Thereafter, the operator checks and judges whether the individual defect detected by the inspection apparatus is actually a defect or not.
It should be noted that it is impossible to completely eliminate positioning error etc. in the manufacturing steps of a substrate and even a non-defective substrate can cause any error in the position and size of a pad. When a reference mask image generated from the image of this non-defective substrate having such error is used for defect inspection, a misregistration error (e.g., a portion that is not an actual defect as shown in FIG. 21) is recognized as a defect, causing an erroneous detection of defect in the contour part of the pad.
Therefore, in the inspection apparatus with the above-mentioned technique, it is necessary to narrow (reduce) the area of a mask, and a reference mask is generated by further performing reduction processing of the image obtained by binarization.
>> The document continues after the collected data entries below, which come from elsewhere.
PR #1180, opened 2024-06-27
fix: Fixing multiple function call, to get schema in custom-query validation for Hive

piyushsarraf:
This PR fixes following: 

- Multiple function call to _get_schema_using_query function for custom-query validation. 
- Use custom-query as is with an addition of LIMIT function, instead of having custom-query as a subquery, earlier it was little cost-intensive to customer, if custom-query returns huge amount of rows. 
- Changing fetchall() to fetchone(), just to improve the performance, as we only require the column headers.


third_party/ibis/ibis_impala/api.py
```diff
@@ -193,12 +194,16 @@ def _if_null(op):
     return ops.Coalesce((op.arg, op.ifnull_expr))
 
 
+@lru_cache(maxsize=2)
 def _get_schema_using_query(self, query):
     # Removing LIMIT 0 around query since it returns no results in Hive
-    cur = self.raw_sql(f"SELECT * FROM ({query}) t0 LIMIT 1")
-    cur.fetchall()
+    cur = self.raw_sql(query + " LIMIT 1")
```
nehanene15: Will this cause an issue if the custom query provided already has a LIMIT function within it? We might need to add a check - if it does already have a LIMIT, we can replace it with 'LIMIT 1'.

nehanene15 (commented):
Great work! Suggested one small change.

nehanene15 (approved):
LGTM! You may have already done this but before merging I would test custom query validation between Hive and BQ with + without the LIMIT since our tests only check Hive to Hive.

helensilva14:
Hi all! Just to confirm: there's really no opened issues to be fixed by this PR?

third_party/ibis/ibis_impala/api.py
sundar-mudupalli-work: It appears to me that the existing code `f"SELECT * FROM ({query}) t0 LIMIT 1"` does the same thing as the proposed change and will work correctly if the query has a limit clause. The proposed change will likely throw a syntax error if the custom query had a limit clause.

piyushsarraf: @sundar-mudupalli-work, yes the earlier proposed solution will throw a syntax error if custom-query has a LIMIT keyword, so the `update_query_with_limit` does a regex check that if the query has a LIMIT function, and it changes it to LIMIT 1, else we add LIMIT 1 to the query, to fetch the schema.

piyushsarraf:
> Hi all! Just to confirm: there's really no opened issues to be fixed by this PR?

@helensilva14, changes are made to solve another branch of [this](https://github.com/GoogleCloudPlatform/professional-services-data-validator/issues/1162) issue. 

- To decrease multiple function call to `_get_schema_using_query`
- Avoiding nested query to get schema of a custom-query, which can improve cost implied to user, if the custom-query table is large.

PR #1184, opened 2024-07-03
fix!: Failing validations of strings with extended ascii characters

### LINKED ISSUE #1170: Accented string causes validation_status=fail in TD VS BQ row validation
When running a row validation, the hash for a string in BigQuery is different to the hash of the same string in Teradata if the string has an accented vowel. (I suspect the issue might also occur for any non ascii char).

This causes a failed row validation for strings that are identical.

sundar-mudupalli-work:
DVT while performing row validations converts all columns to upper case before computing the hash function. This is generally OK, except when the upper case function works differently in different databases. For example in Teradata applying upper case to an extended ascii character (e.g. á, â or é) has no effect. Whereas in BQ applying upper case transforms them to Á, Â and É. The hash comparisons then fail even when the columns hold the same values.

BREAKING CHANGE: DVT will default to case-sensitive comparisons when previously they were case-insensitive. To continue running case-insensitive comparisons use the `--case-insensitive-match` flag when running concat or hash validations. This will not affect comparison field validations.

Closes #1170


data_validation/config_manager.py
```diff
@@ -975,7 +975,7 @@ def build_dependent_aliases(self, calc_type, col_list=None):
                 "cast",
                 "ifnull",
                 "rstrip",
-                "upper",
+                # "upper",
```
nj1973: Personally I would remove the line rather than comment it out.

nj1973 (approved):
LGTM

sundar-mudupalli-work:
Team,

Here is how Teradata compares character columns from their documentation. This maybe why we initially did `rtrim` and `upper`.  [Source is here](https://docs.teradata.com/r/Enterprise_IntelliFlex_VMware/SQL-Functions-Expressions-and-Predicates/Comparison-Operators-and-Functions/Character-String-Comparisons/Case-Sensitivity)

For case blind comparisons, any lowercase single byte Latin letters are converted to uppercase before comparison begins. The prepared strings are compared and any trailing pad characters are ignored.

A case blind comparison always considers lowercase and uppercase Cyrillic, Greek and full-width ASCII letters to be equivalent. To distinguish lowercase and uppercase Cyrillic, Greek, and fullwidth ASCII letters you must explicitly declare CASESPECIFIC comparison.

data_validation/cli_tools.py
sundar-mudupalli-work, line 1: Good work removing repeating code.

sundar-mudupalli-work (commented):
LGTM

PR #1186, opened 2024-07-08
Fix: Issue with GoogleSQL regarding dates before 1000CE

### LINKED ISSUE #1181: Date fields starting with 0 (e.g. 1/16/0201) cause failed validations

sundar-mudupalli-work:
GoogleSQL when presented with dates before 1000CE does not print a four digit date. This fix changes the format string used to force a 4 digit date for BigQuery and Spanner backends.

Closes #1181

### DIFF
--- a/third_party/ibis/ibis_addon/operations.py
+++ b/third_party/ibis/ibis_addon/operations.py
@@ -187,9 +187,9 @@ def strftime_bigquery(translator, op):
             arg_formatted,
             arg_type.timezone if arg_type.timezone is not None else "UTC",
         )
-    # Deal with issue 1181 which appears to be due a GoogleSQL bug with dates before 1000 CE 
-    if format_str.value == '%Y-%m-%d' :
-        fmt_string="'%4Y-%m-%d'"
+    # Deal with issue 1181 which appears to be due a GoogleSQL bug with dates before 1000 CE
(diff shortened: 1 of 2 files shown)


third_party/ibis/ibis_addon/operations.py
```diff
@@ -178,6 +178,9 @@ def strftime_bigquery(translator, op):
     arg_type = arg.output_dtype
     strftime_format_func_name = BQ_STRFTIME_FORMAT_FUNCTIONS[type(arg_type)]
     fmt_string = translator.translate(format_str)
+    # Deal with issue 1181 due a GoogleSQL bug with dates before 1000 CE affects both date and timestamp types
+    if format_str.value.startswith("%Y"):
+        fmt_string = fmt_string.replace("%Y", "%4Y", 1)
```
nj1973: BigQuery documentation states we should use "%E4Y":

https://cloud.google.com/bigquery/docs/reference/standard-sql/format-elements#format_elements_date_time

I see "%4Y" also works but don't see it documented, should we use the documented format? Or did I miss some other documentation?

nj1973 (commented):
Just a minor comment for review

nj1973 (approved):
LGTM

PR #1197, opened 2024-07-17
fix: Close source and target connections after executing a validation

### LINKED ISSUE #1195: Multi table validations exhausted PostgreSQL connections
When running a single `validate` command for many tables it was noticed that many PostgreSQL connections are opened, the command failed with the error below:

```
File "/usr/lib/python3.10/site-packages/sqlalchemy/engine/default.py", line 598, in connect
    return self.dbapi.connect(*cargs, **cparams)
  File "/usr/lib/python3.10/site-packages/psycopg2/__init__.py", line 122, in connect
    conn = _connect(dsn, connection_factory=connection_factory, **kwasync)
psycopg2.OperationalError: connection to server at "127.0.0.1", port 5432 failed: FATAL:  remaining connection slots are reserved for non-replication superuser connections
```

I've tested this on PostgreSQL and Oracle and can see the connection count climbing until the command eventually completes and all connections are released.

nj1973:
When multiple tables are validated in a single command we are building up a number of idle connections, at least in Oracle and PostgreSQL we are. Example command where ${TABLES} contains `find-tables` output of 23 tables:
```
data-validation  validate column -sc=ora_local -tc=pg_local -tbls="${TABLES}"
```

When I checked Oracle & PostgreSQL during the command we accumulated > 12 idle connections.

I changed the `DataValidation` class to support being called from a context manager and explicitly closed connections on exit. After this my test command never had more than two connections open at any time.

I also added some code to Oracle client to tag database sessions with "DVT" string.

### DIFF
--- a/data_validation/__main__.py
+++ b/data_validation/__main__.py
@@ -531,49 +531,49 @@ def run_validation(config_manager, dry_run=False, verbose=False):
         dry_run (bool): Print source and target SQL to stdout in lieu of validation.
         verbose (bool): Validation setting to log queries run.
     """
-    validator = DataValidation(
+    with DataValidation(
         config_manager.config,
         validation_builder=None,
         result_handler=None,
         verbose=verbose,
-    )
+    ) as validator:
 
-    if dry_run:
-        sql_alchemy_clients = [
-            "mysql",
-            "oracle",
-            "postgres",
-            "db2",
-            "mssql",
-            "redshift",
-            "snowflake",
-        ]
+        if dry_run:
+            sql_alchemy_clients = [
+                "mysql",
+                "oracle",
+                "postgres",
+                "db2",
+                "mssql",
+                "redshift",
+                "snowflake",
+            ]
 
-        source_query = validator.validation_builder.get_source_query().compile()
-        if config_manager.source_client.name in sql_alchemy_clients:
-            source_query = source_query.compile(
-                config_manager.source_client.con.engine,
-                compile_kwargs={"literal_binds": True},
+            source_query = validator.validation_builder.get_source_query().compile()
+            if config_manager.source_client.name in sql_alchemy_clients:
+                source_query = source_query.compile(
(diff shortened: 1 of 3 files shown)


third_party/ibis/ibis_oracle/__init__.py
```diff
@@ -60,8 +60,15 @@ def do_connect(
...
         self.database_name = sa_url.database
         engine = sa.create_engine(
-            sa_url, poolclass=sa.pool.StaticPool, arraysize=self.arraysize
+            sa_url,
+            poolclass=sa.pool.StaticPool,
+            arraysize=self.arraysize,
         )
+        try:
+            # Identify the session in Oracle as DVT, no-op if this fails.
+            engine.raw_connection().connection.module = "DVT"
```
helensilva14, line 69: That's a very nice touch!

data_validation/__main__.py
```diff
@@ -531,49 +531,49 @@ def run_validation(config_manager, dry_run=False, verbose=False):
...
-            "snowflake",
-        ]
-
-        source_query = validator.validation_builder.get_source_query().compile()
-        if config_manager.source_client.name in sql_alchemy_clients:
-            source_query = source_query.compile(
-                config_manager.source_client.con.engine,
-                compile_kwargs={"literal_binds": True},
-            )
+    ) as validator:
```
helensilva14, line 539: I'm curious: was this change just for "styling" purposes or it was needed for the fix (that new __exit__ method) actually work?

helensilva14 (approved):
LGTM! Just added a few questions out of curiosity

data_validation/__main__.py
nj1973: It ensures the new exit method is called. An alternative would have been to create a public exit or close method and explicitly call that. I think this is nicer.

helensilva14: Indeed, I agree! Thanks for the explanation and great job 🚀

PR #1199, opened 2024-07-19
feat: Add TLS options to PostgreSQL connections add

### LINKED ISSUE #1072: SSL enabled database Connectivity Option:  For connecting Google CloudSQL(postgres) using SSL
As of now, there is no support for connecting to SSL enabled Google Cloudsql(Postgres)  database. Request to enhance / add SSLenabled cloudsql database connectivity by adding 2 more optional parameters "ssl-cert", "ssl-key" to connection command of DVT.

nj1973:
Adds several new options to Postgres `connections add`.

```
[--hostaddr HOSTADDR]        May be required to supply an address that differs from the name in the host option
[--sslcert SSLCERT]          Local path to your client certificate (client-cert.pem) file
[--sslkey SSLKEY]            Local path to your private client key (client-key.pem) file
[--sslrootcert] SSLROOTCERT  Local path to your root certificate (server-ca.pem) file
[--sslmode SSLMODE]          SSL mode
```

`--hostaddr` is one I didn't expect to need but I could only connect via TLS with `--sslmode=verify-full` if I included the real host name in `--host` (which for Cloud SQL was a complex string like "2-ab12ab12-ab12-12a1-1234-1abc12ab12ab.europe-west1.sql.goog") and supplied the IP address via `--hostaddr`. That is why I added that option too.

### DIFF
--- a/data_validation/cli_tools.py
+++ b/data_validation/cli_tools.py
@@ -107,6 +107,23 @@ CONNECTION_SOURCE_FIELDS = {
         ["user", "Username to connect to"],
         ["password", "Password for authentication of user"],
         ["database", "Database in PostgreSQL to connect to (default postgres)"],
+        [
+            "hostaddr",
+            "(Optional) May be required to supply an address that differs from the name in the host option",
+        ],
+        [
+            "sslcert",
+            "(Optional) Local path to your client certificate (client-cert.pem) file",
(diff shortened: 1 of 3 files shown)


helensilva14 (approved):
LGTM!

PR #1203, opened 2024-07-23
fix: Support char comparison fields in Teradata

### LINKED ISSUE #1190: Trailing whitespaces in char fields when using --comparison-fields
When using `--comparison-fields ` on a field with datatype `CHAR(N)` the validation fails for all rows. This seems to be because DVT is adding trailing whitespaces to all values from source being compared.

nehanene15:
Closes #1190 

Due to a Teradata client "quirk" extra padding is added to CHAR data types. This adds an rtrim() when doing comparison field row validations. It affects all string comparison fields when Teradata is a source or target system.

### DIFF
--- a/data_validation/__main__.py
+++ b/data_validation/__main__.py
@@ -160,7 +160,7 @@ def get_aggregate_config(args, config_manager: ConfigManager):
     return aggregate_configs
 
 
-def get_calculated_config(args, config_manager):
+def get_calculated_config(args, config_manager) -> List[dict]:
     """Return list of formatted calculated objects.
 
     Args:
@@ -290,9 +290,26 @@ def build_config_from_args(args: Namespace, config_manager: ConfigManager):
             comparison_fields = cli_tools.get_arg_list(
                 args.comparison_fields, default_value=[]
             )
-            config_manager.append_comparison_fields(
-                config_manager.build_config_comparison_fields(comparison_fields)
-            )
+
+            if (
+                config_manager.source_client.name == "teradata"
+                or config_manager.target_client.name == "teradata"
+            ):
+
+                full_comp_fields = config_manager._add_rstrip_for_td_str_comp_fields(
+                    comparison_fields
+                )
+                print(full_comp_fields)
+                comp_config = config_manager.build_config_comparison_fields(
+                    full_comp_fields
+                )
+                print(comp_config)
+                config_manager.append_comparison_fields(comp_config)
+
+            else:
+                config_manager.append_comparison_fields(
+                    config_manager.build_config_comparison_fields(comparison_fields)
+                )
 
         # Append primary_keys
         primary_keys = cli_tools.get_arg_list(args.primary_keys)
--- a/data_validation/__main__.py
+++ b/data_validation/__main__.py
@@ -291,25 +291,19 @@ def build_config_from_args(args: Namespace, config_manager: ConfigManager):
                 args.comparison_fields, default_value=[]
             )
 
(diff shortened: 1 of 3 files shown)


data_validation/__main__.py
```diff
@@ -290,6 +290,17 @@ def build_config_from_args(args: Namespace, config_manager: ConfigManager):
...
                 args.comparison_fields, default_value=[]
             )
+
+            # As per #1190, add rstrip for Teradata string comparison fields
+            if (
+                config_manager.source_client.name == "teradata"
+                or config_manager.target_client.name == "teradata"
+            ):
+
+                comparison_fields = config_manager.add_rstrip_to_comp_fields(
```
nj1973, line 300: I'm probably missing some key point but here are some ignorant questions:

It feels like this detail should be hidden away inside `build_config_comparison_fields()` and not in `__main__`.

Is a valid alternative adding another field to the `column_config` dict like we already do for `consts.CONFIG_CAST`? And only set the new field when source or target is Teradata and type is string?

data_validation/config_manager.py
```diff
@@ -508,6 +508,55 @@ def build_config_manager(
             verbose=verbose,
         )
 
+    def add_rstrip_to_comp_fields(self, comparison_fields: List[str]) -> List[str]:
+        """As per #1190, add an rstrip calculated field for Teradata string comparison fields.
+
+        Parameters:
```
nj1973, line 514: For my education, do you use a VS Code extension to auto create docstrings or type them out yourself?

tests/system/data_sources/test_teradata.py
```diff
@@ -523,6 +523,30 @@ def test_row_validation_char_pk_to_bigquery():
     id_type_test_assertions(df)
 
 
+@mock.patch(
+    "data_validation.state_manager.StateManager.get_connection_config",
+    new=mock_get_connection_config,
+)
+def test_row_validation_char_comp_field_to_bigquery():
```
nj1973, line 530: I wonder if this should be a comparison fields test across all columns rather than restricted to `col_char_2`? That would test for side effects in addition to the "happy path".

I don't think we have any comparison field testing so this could start that process, we could add an issue asking to duplicate this test across other engines?

nj1973 (commented):
Left a few comments for review

data_validation/__main__.py
nehanene15: The tough part about this was that I wanted to add the rstrip() to validations where comparison fields where explicitly passed in. When running a hash or concat validation, the comparison field automatically populates as 'hash__all' or 'concat__all' respectively. If I updated the `column_config` dict, it will add an rtrim on top of the hash/concat values which we don't want. 

I do agree with moving the code into config_manager() though - will make that change!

However, this inspection apparatus suffers from the problem that the reduction processing in generating a reference mask causes a dead zone (a region not subjected to any defect detection), and the sensing rate of defect lowers, resulting in the increased miss of defect.
When the size of a region previously detected as a defect is smaller than a predetermined area (the number of pixels), this region is not regarded as a defect, in order to prevent over detection of the defect due to image non-uniformity etc. Therefore, when defects having an area less than the predetermined area are gathered, these defects may be overlooked, although they should be detected as a single defect, in consideration of the adverse effect upon the product.
Furthermore, in the image processing with the above-mentioned technique, a processing for sampling pixels forming the contour of a specific region (i.e., contour pixels) is performed, for example, to judge in which pad a detected defect region is contained, or find the location of a defect (the centroidal location). In this processing, the contour pixels are sampled by comparisons of the pixel values of all the pixels contained in an image and their respective adjacent pixels. Therefore, this processing requires a large amount of arithmetic operation, thus failing to execute the image processing at high speed.